To examine whether the dopamine receptor D4 gene (DRD4) exon III VNTR moderates the risk of infants with regulatory disorders for developing attention-deficit/hyperactivity disorder (ADHD) later in childhood. In a prospective longitudinal study of children at risk for later psychopathology, 300 participants were assessed for regulatory problems in infancy, DRD4 genotype, and ADHD symptoms and diagnoses from childhood to adolescence. To examine a potential moderating effect on ADHD measures, linear and logistic regressions were computed. Models were fit for the main effects of the DRD4 genotype (presence or absence of the 7r allele) and regulatory problems (presence or absence), with the addition of the interaction term. All models were controlled for sex, family adversity, and obstetric risk status.

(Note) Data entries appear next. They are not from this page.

PR #27655, opened 2026-03-27
feat(core): Move id extraction logic into resolver (no-changelog)

phyllis-noester:
## Summary
This PR is part 3 of the Slack dynamic credentials implementation
  (IAM-211).

  - Removed rawBody dependency in the extractor:
  SlackSignatureExtractor no longer requires the "Raw Body" option to
  be enabled on the webhook node. Instead of reading from binary data,
   it reconstructs the URL-encoded form body from the already-parsed
  json.body object using URLSearchParams. This matches how the spike
  worked and avoids adding friction for users configuring the webhook.
  - Moved identity parsing into the resolver: Previously the extractor
   parsed user_id/team_id from the Slack payload and set the user ID
  as the context identity. This logic has been moved into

In children without the DRD4-7r allele, a history of regulatory problems in infancy was unrelated to later ADHD. But in children with regulatory problems in infancy, the additional presence of the DRD4-7r allele increased the risk for ADHD in childhood. The DRD4 genotype seems to moderate the association between regulatory problems in infancy and later ADHD. A replication study is needed before further conclusions can be drawn, however.